8. construction design method imbedded by the optical fiber of photoelectricity interconnect substrate according to claim 2, it is characterized in that: optical fiber groove dimensions optimal design is variable-sized for design variable with optical fiber cutting, in conjunction with filling the relation curve and PCB size setting design interval that glue material parameter and optical fiber groove depth and spacing affect optic fibre force, minimum with optic fibre force is objective optimization optical fiber groove dimensions; In conjunction with compatibility design and Optimum Design Results, the process of the filling glue that selection optic fibre force is less and optical fiber groove dimensions.

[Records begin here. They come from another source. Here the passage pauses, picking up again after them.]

PR #852, opened 2025-12-26
Add an all apps in category page

### LINKED ISSUE #484: Category pages truncated at 96 apps - missing Flathub entries / no pagination
**Summary**
Category pages currently show a maximum of 96 app entries (24 rows × 4 columns) per category page. This limit does not match the full set of apps available on Flathub, preventing users from discovering all apps that should be accessible from the category page.
Is it a problem that can be solved ?

**Expected result**
Category pages should list all the apps present on Flathub that belong to that category (or provide a reliable pagination/search mechanism) so users can find every matching app. Use infinite scroll or arrows like on the gnome shell app grid.

**Actual result**
Only the first 96 apps are shown; additional apps present in Flathub are not visible or discoverable from the category page.

Thanks in advance

AlexanderVanhee:
This PR adds an "all apps" page which is used to show excess apps for category pages. It also adds categories to bz-entry and bz-entry-group.

Normal categories show the full listing of all apps with a specific category in their AppStream data, while pages like Trending or Popular only show excess entries previously shown on the normal page to improve performance on weaker hardware like mobile devices. The Adwaita category also shows its full ~500 apps.

An app listing page can either use GtkGrid or GtkListView for performant app listings that allow for basically infinite apps to be shown, or it can choose to contain other elements like the carousel (or even a simple label). That’s why this weird arrangement is needed.

The categories I had to pull into the entry and entry group might also be useful to create a search filter or something in the future, like seen on the Flathub site.

Closes #484

image


kolunmi:
wonderful, thanks

PR #858, opened 2025-12-28
Update size dialog

AlexanderVanhee:
This PR fetches the installed size and displays it in the installed list and the app size dialog. It also adds a "Details" section with additional information, similar to GNOME Software. This section will ultimately be moved to the currently unimplemented `SafetyContextDialog`.

image


kolunmi:
Cool!! thanks

PR #861, opened 2025-12-30
(UX) Add a fade to the releases list

### LINKED ISSUE #816: Release changelog field does not have a size limit
I believe this should be a field limited to like a single paragraph (something like 200 words max or something), then make it clickable into a "full screen" thing, similar to what we do with the image previews

Here is [drawpile's](https://flathub.org/en/apps/net.drawpile.drawpile) release description:

Image

Image

AlexanderVanhee:
Made it so the release description on the full view gets cut off like the app description, i decided to not add a "show more" button like GNOME Software as you can just as well click the releases history.

Fixes #816 

image

### DIFF
--- a/src/bz-releases-list.c
+++ b/src/bz-releases-list.c
@@ -22,6 +22,7 @@
 
 #include "bz-appstream-description-render.h"
 #include "bz-entry.h"
+#include "bz-fading-clamp.h"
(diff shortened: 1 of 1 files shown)


kolunmi:
yayy thanks :)

PR #867, opened 2025-12-31
Hide screenshot box for apps without any screenshots

AlexanderVanhee:
Also looked into hiding the placeholder app icon, but that didn't look too hot.

image


kolunmi:
good call

PR #875, opened 2026-01-01
i18n(el): fix translator credits  update translator name

Xarishark:
Corrects the translator credits entry in [el.po] to reflect the correct name (Xarishark-Zacharias Xenakis).


kolunmi:
thanks!!

PR #880, opened 2026-01-02
(Enhancement) Add app permission system

AlexanderVanhee:
This PR adds the app permission system and safety context dialog.

`bz-app-permissions` parses, creates and (de)serializes the permissions object.
`bz-safety-calculator` transforms the permission object, verified boolean and license into `safety-row`'s that are consumed by the safety dialog and full view.

I still have to change the icons seen on the full view to actually show what permissions are needed.

context-tiles-refresh-tbernard

Most of the code is just adapted from GNOME Software
Screenshot From 2026-01-02 15-25-30
Screenshot From 2026-01-02 15-25-25


kolunmi:
Nice, looks great!!! Thanks for putting in the time to do this :)

PR #887, opened 2026-01-02
fix: adding missing translations + updating Dockerfile

theMimolet:
Hi ! 

I added the login pages in the potfiles as well as the _All "Something"_ title -  I deleted "src/bz-all-apps-page.c" from it because it has no strings to translate in it. 

The only things missing are the pride color labels and the fact the webui for the login pages systematically goes to the english pages (even if the translated pages do exist). But both of these are technical problems rather than just adding them to the potfiles.

### DIFF
--- a/src/bz-preferences-dialog.c
+++ b/src/bz-preferences-dialog.c
@@ -162,7 +162,7 @@ create_flag_buttons (BzPreferencesDialog *self)
 
       button = GTK_TOGGLE_BUTTON (gtk_toggle_button_new ());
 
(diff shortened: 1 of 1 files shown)


theMimolet:
Welp at least I tried and the Dockerfile is good now ¯\(ツ)/¯

kolunmi:
Hi, thanks so much!

Could you remove your changes to bz-preferences-dialog.c ? They are not correct. I'll fix the issue right now in a separate commit

kolunmi:
thank you!!

PR #893, opened 2026-01-03
Refactor Context Dialogs

AlexanderVanhee:
Refactors the context dialogs to make them more consistent and better aligned with the code style guidelines.

Simplifies the code by adding shared widgets for the lozenges at the top and most action rows that all share a colored icon prefix, and removes dialog specific enums in favor of a more universal `BzImportance` enum.

Also fixes the age rating dialog context rows not being colored correctly.

image


kolunmi:
Looks amazing as always, thanks so much Alexander :)

PR #1415, opened 2026-04-14
Fix updates for user installs in sandbox

AlexanderVanhee:
Flatpak would set the `.desktop` file to point to the Flatpak executable found in the Bazaar sandbox, so breaking the `.desktop` file. Overwriting the `FLATPAK_BINARY` environment variable with the true Flatpak executable path fixes this.

I made it so user update fetching gets disabled if it can’t find the correct path.

### DIFF
--- a/src/bz-flatpak-instance.c
+++ b/src/bz-flatpak-instance.c
@@ -757,6 +757,22 @@ init_fiber (InitData *data)
       g_clear_pointer (&local_error, g_error_free);
     }
 
+#ifdef SANDBOXED_LIBFLATPAK
+  if (g_getenv ("FLATPAK_BINARY") == NULL)
+    {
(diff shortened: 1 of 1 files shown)


renner0e:
I can confirm this fixes the issue under these conditions

```
flatpak install --user org.gnome.Calculator
flatpak update --user org.gnome.Calculator --commit=5e09c43a2b65723fd726685d08ec45f72e89669756ea9c07b440f385a027acc6 -y
```

refresh and click update in bazaar

image

kolunmi:
looks good! However `g_strstrip` returns dynamically allocated memory, you need to free

AlexanderVanhee:
https://docs.gtk.org/glib/func.strstrip.html Does it?

kolunmi:
o nvm :vlone:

9. construction design method imbedded by the optical fiber of the photoelectricity interconnect substrate according to claim, it is characterized in that: carry out optical fiber when imbedding technique, temperature variation is divided into intensification, heat preservation solidification and cooling three phases, first temperature is elevated to 190 DEG C gradually from room temperature, programming rate is set as 1.8 DEG C ~ 2.5 DEG C/min, then heat preservation solidification 1h, is finally cooled to room temperature gradually, then carries out with ANSYS14.0 analysis software the maximum weighted that optical fiber is imbedded in numerical analysis acquisition in temperature loading procedure.

10. construction design method imbedded by the optical fiber of photoelectricity interconnect substrate according to claim 1, it is characterized in that: structure imbedded by the optical fiber of described photoelectricity interconnect substrate, comprise: upper and lower two planes are fixedly connected with the optical waveguide layer (6) that the dielectric layer base plate for packaging (2) of Copper Foil (1) and bottom are fixedly connected with (1) of Copper Foil, and the prepreg (3) be positioned between above-mentioned dielectric layer base plate for packaging (2) and optical waveguide layer (6), single or array glass optical fiber is embedded in the optical fiber cutting (4) of the single or array of optical waveguide layer (6), fixed by prepreg (3), photoelectricity interconnect substrate is packaged into through dielectric layer base plate for packaging (2).